We present an integrated system that generates complete musical compositions from textual inputs. Our approach leverages three distinct pretrained models: a text-to-text generation model to produce song lyrics, a text-to-speech (TTS) model to vocalize the lyrics, and a text-to-audio music generator to synthesize complementary background music. Finally, the system overlays the synthesized voice with the background music to produce a final song. Experimental demonstrations indicate that this modular pipeline can generate coherent vocal renditions accompanied by music that supports the song’s mood and style. This work highlights a flexible framework that may be extended to a range of creative and interactive music applications.
Introduction
Overview:
Recent advances in natural language processing and audio synthesis enable automated creation of complete songs by integrating lyrics, vocal synthesis, and instrumental music generation.

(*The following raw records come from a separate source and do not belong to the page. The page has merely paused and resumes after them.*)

PR #1071, opened 2023-04-12
Add any and throw types, fix some test, add tests scripts

Anton-Rampage:


pkg/ride/compiler/ast_parser_test.go
```diff
@@ -868,23 +869,23 @@ func cursed() = [][0]
...
-//			code, err := embedScripts.ReadFile("test_scripts/" + file.Name())
-//			require.NoError(t, err)
-//			res, _, err := cli.Utils.ScriptCompile(context.Background(), string(code))
-//			require.NoError(t, err)
-//			compareScriptsOrError(t, string(code), false, strings.TrimPrefix(res.Script, "base64:"))
-//		}
-//	}
+//go:embed test_scripts
+var embedScripts embed.FS
+
```
alexeykiselev, line 874: Shouldn't we execute tests that require communication with an external resource (node) only when a special option is provided?"
```suggestion
var integration bool

func init() {
	flag.BoolVar(&integration, "integration", false, "Execute integration tests. False by default.")
}

func TestBigScripts(t *testing.T) {
	if !integration {
		t.Skip("Skipping integration test")
	}

```
To run the test the `-integration` flag should be provided:
```bash
go test -integration ./ast_parser_test.go
```

alexeykiselev (changes requested):

alexeykiselev (approved):

nickeskov (approved):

This work presents a modular pipeline that, given a textual prompt (song topic or style), automatically generates lyrics, synthesizes vocals, produces background music, and mixes these components into a finished musical piece.
Key Components:
Lyric Generation: Uses a pretrained text-to-text model (e.g., LaMini-Flan-T5) to create creative and coherent song lyrics from a text prompt.
Voice Synthesis: Converts generated lyrics into natural-sounding vocal audio using a state-of-the-art text-to-speech (TTS) model (Bark), preserving emotional and prosodic cues.
Background Music Generation: Produces an instrumental track with a text-conditioned music generation model (MusicGen) that complements the song’s mood and style.
Audio Mixing: Combines vocals and background music using audio processing tools, balancing volumes to ensure clarity and coherence of the final MP3 output.
Implementation:
Developed in Python using Hugging Face Transformers, Bark, MusicGen, pydub, SciPy, and Gradio for an interactive web UI.
Modular design allows independent updates of each component.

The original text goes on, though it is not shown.